__YOUR GOAL__: Copy all of the entries that follow, exactly.

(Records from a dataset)
PR #1472, opened 2018-03-19
Add/correct advice for INCLUDE & LIB settings

keithc-ca:
Add '...\DIA SDK\include' to INCLUDE as required by OMR when DDR is enabled so dia2.h can be found.


pshipton:
@sxa555 fyi

PR #1474, opened 2018-03-19
Correct path to *.pdb files for shared libraries

keithc-ca:
The DDR build flow uses the generated `*_pdb` macros (e.g. j9vm_pdb) to find the debug information on Windows. This makes those macros reflect reality (where the files are actually created), including the stream (29) where appropriate.


pshipton:
This only affects Windows, which doesn't have any PR testing yet.

PR #1476, opened 2018-03-19
Check return value from query_auxv before using it

DanHeidinga:
There's a crash on PPC due to assuming query_auxv never fails.
The return value needs to be checked for -1 or 0 before using it
to map to something.

fixes: #1476

### DIFF
--- a/runtime/port/unix/j9sysinfo.c
+++ b/runtime/port/unix/j9sysinfo.c
@@ -1,5 +1,5 @@
 /*******************************************************************************
- * Copyright (c) 1991, 2017 IBM Corp. and others
+ * Copyright (c) 1991, 2018 IBM Corp. and others
  *
  * This program and the accompanying materials are made available under
  * the terms of the Eclipse Public License 2.0 which accompanies this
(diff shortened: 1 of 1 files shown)


gacholio:
jenkins test sanity plinux

DanHeidinga:
For debugging auxv issue, I found this useful:
```
 $ LD_SHOW_AUXV=1 sleep 1
```
as it prints the AUXV output. See http://man7.org/linux/man-pages/man3/getauxval.3.html for details

DanHeidinga:
Updated the commit as the original just check the same variable over and over.

Behaviour is now:

We can't check the AT_HWCAP queries as they may actually return
0 or -1 as the field being looked up is a bit field. Assuming
they succeed is the best we can do given the API.

Allow the AT_BASE_PLATFORM call to fail and default to UNKNOWN
if the AT_PLATFORM has already succeeded.

DanHeidinga:
jenkins test sanity plinux

runtime/port/unix/j9sysinfo.c
```diff
@@ -479,20 +479,34 @@ getLinuxPPCDescription(struct J9PortLibrary *portLibrary, J9ProcessorDesc *desc)
...
 		desc->physicalProcessor = PROCESSOR_PPC_UNKNOWN;
+		desc->features[0] = 0;
+		desc->features[1] = 0;
 		return -1;
 	}
 
 	/* Linux PPC processor */
 	platform = (char *) query_auxv(AT_PLATFORM);
+	if ((NULL == platform) || (((char *) -1) == platform)) {
+		goto _error;
```
zl-wang: This goto is grotesque.  Why not initialize outside the info and avoid it all together?

DanHeidinga: :)  goto is used this way throughout the VM code base to simplify error handling.  

If you prefer the code be written another way, please open a PR.

PR #1481, opened 2018-03-19
OpenJ9 Java 10 set java.vendor.version

### LINKED ISSUE #842: OpenJ9 should consider setting java.vendor.version for Java 10
As per http://openjdk.java.net/jeps/322 OpenJ9 should consider setting java.vendor.version for Java 10 and later. TDB what it gets set to.

JasonFengJ9:
`OpenJ9 Java 10` set `java.vendor.version`

This new system property for `Java 10` and onward is set to an empty string for now.

Did a `Java 10` build, and got following system property output:
```
java.vendor.version =
```

closes #842 

Reviewer @pshipton 
FYI @DanHeidinga  

### DIFF
--- a/runtime/vm/vmprops.c
+++ b/runtime/vm/vmprops.c
@@ -772,6 +772,13 @@ initializeSystemProperties(J9JavaVM * vm)
 		goto fail;
 	}
 
+	if (J2SE_V10 <= j2seVersion) {
+		rc = addSystemProperty(vm, "java.vendor.version", "", 0);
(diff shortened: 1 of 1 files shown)


pshipton:
Is this the same as an OpenJDK builds, or should it just be undefined?

JasonFengJ9:
`OpenJDK` build doesn't have this property since it is source code only project and vendor neutral.

pshipton:
I don't know any reason to define it as an empty String. If we're not going to set a value, it should be undefined similarly to OpenJDK builds.

PR #1486, opened 2018-03-20
Correct name of JIT shared library

keithc-ca:
This corrects the situation that leads to a warning from the linker:
```
j9jit29.exp : warning LNK4070: /OUT:J9JIT28.dll directive in .EXP differs from output filename '...\j9jit29.dll'; ignoring directive
```


keithc-ca:
Copyright notice added.

ymanton:
Merged. Thanks for the fix.

PR #1490, opened 2018-03-21
Remove deprecated arraycopy statistics

0dvictor:
_copyStats has been long deprecated and its related code
has been removed a while ago. Removing last the leftover
piece.


andrewcraik:
Jenkins test sanity

andrewcraik:
@0dvictor just wanting to confirm that no other platforms are using this code correct?

0dvictor:
The code is guarded by `TR_HOST_X86` and hence it should only be used by X86.

andrewcraik:
failed sanity is a known issue unrelated to this change - everything else is good so merging.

__EXERCISE OUTPUT__:
PR #1472, opened 2018-03-19
Add/correct advice for INCLUDE & LIB settings

keithc-ca:
Add '...\DIA SDK\include' to INCLUDE as required by OMR when DDR is enabled so dia2.h can be found.


pshipton:
@sxa555 fyi

PR #1474, opened 2018-03-19
Correct path to *.pdb files for shared libraries

keithc-ca:
The DDR build flow uses the generated `*_pdb` macros (e.g. j9vm_pdb) to find the debug information on Windows. This makes those macros reflect reality (where the files are actually created), including the stream (29) where appropriate.


pshipton:
This only affects Windows, which doesn't have any PR testing yet.

PR #1476, opened 2018-03-19
Check return value from query_auxv before using it

DanHeidinga:
There's a crash on PPC due to assuming query_auxv never fails.
The return value needs to be checked for -1 or 0 before using it
to map to something.

fixes: #1476

### DIFF
--- a/runtime/port/unix/j9sysinfo.c
+++ b/runtime/port/unix/j9sysinfo.c
@@ -1,5 +1,5 @@
 /*******************************************************************************
- * Copyright (c) 1991, 2017 IBM Corp. and others
+ * Copyright (c) 1991, 2018 IBM Corp. and others
  *
  * This program and the accompanying materials are made available under
  * the terms of the Eclipse Public License 2.0 which accompanies this
(diff shortened: 1 of 1 files shown)


gacholio:
jenkins test sanity plinux

DanHeidinga:
For debugging auxv issue, I found this useful:
```
 $ LD_SHOW_AUXV=1 sleep 1
```
as it prints the AUXV output. See http://man7.org/linux/man-pages/man3/getauxval.3.html for details

DanHeidinga:
Updated the commit as the original just check the same variable over and over.

Behaviour is now:

We can't check the AT_HWCAP queries as they may actually return
0 or -1 as the field being looked up is a bit field. Assuming
they succeed is the best we can do given the API.

Allow the AT_BASE_PLATFORM call to fail and default to UNKNOWN
if the AT_PLATFORM has already succeeded.

DanHeidinga:
jenkins test sanity plinux

runtime/port/unix/j9sysinfo.c
```diff
@@ -479,20 +479,34 @@ getLinuxPPCDescription(struct J9PortLibrary *portLibrary, J9ProcessorDesc *desc)
...
 		desc->physicalProcessor = PROCESSOR_PPC_UNKNOWN;
+		desc->features[0] = 0;
+		desc->features[1] = 0;
 		return -1;
 	}
 
 	/* Linux PPC processor */
 	platform = (char *) query_auxv(AT_PLATFORM);
+	if ((NULL == platform) || (((char *) -1) == platform)) {
+		goto _error;
```
zl-wang: This goto is grotesque.  Why not initialize outside the info and avoid it all together?

DanHeidinga: :)  goto is used this way throughout the VM code base to simplify error handling.  

If you prefer the code be written another way, please open a PR.

PR #1481, opened 2018-03-19
OpenJ9 Java 10 set java.vendor.version

### LINKED ISSUE #842: OpenJ9 should consider setting java.vendor.version for Java 10
As per http://openjdk.java.net/jeps/322 OpenJ9 should consider setting java.vendor.version for Java 10 and later. TDB what it gets set to.

JasonFengJ9:
`OpenJ9 Java 10` set `java.vendor.version`

This new system property for `Java 10` and onward is set to an empty string for now.

Did a `Java 10` build, and got following system property output:
```
java.vendor.version =
```

closes #842 

Reviewer @pshipton 
FYI @DanHeidinga  

### DIFF
--- a/runtime/vm/vmprops.c
+++ b/runtime/vm/vmprops.c
@@ -772,6 +772,13 @@ initializeSystemProperties(J9JavaVM * vm)
 		goto fail;
 	}
 
+	if (J2SE_V10 <= j2seVersion) {
+		rc = addSystemProperty(vm, "java.vendor.version", "", 0);
(diff shortened: 1 of 1 files shown)


pshipton:
Is this the same as an OpenJDK builds, or should it just be undefined?

JasonFengJ9:
`OpenJDK` build doesn't have this property since it is source code only project and vendor neutral.

pshipton:
I don't know any reason to define it as an empty String. If we're not going to set a value, it should be undefined similarly to OpenJDK builds.

PR #1486, opened 2018-03-20
Correct name of JIT shared library

keithc-ca:
This corrects the situation that leads to a warning from the linker:
```
j9jit29.exp : warning LNK4070: /OUT:J9JIT28.dll directive in .EXP differs from output filename '...\j9jit29.dll'; ignoring directive
```


keithc-ca:
Copyright notice added.

ymanton:
Merged. Thanks for the fix.

PR #1490, opened 2018-03-21
Remove deprecated arraycopy statistics

0dvictor:
_copyStats has been long deprecated and its related code
has been removed a while ago. Removing last the leftover
piece.


andrewcraik:
Jenkins test sanity

andrewcraik:
@0dvictor just wanting to confirm that no other platforms are using this code correct?

0dvictor:
The code is guarded by `TR_HOST_X86` and hence it should only be used by X86.

andrewcraik:
failed sanity is a known issue unrelated to this change - everything else is good so merging.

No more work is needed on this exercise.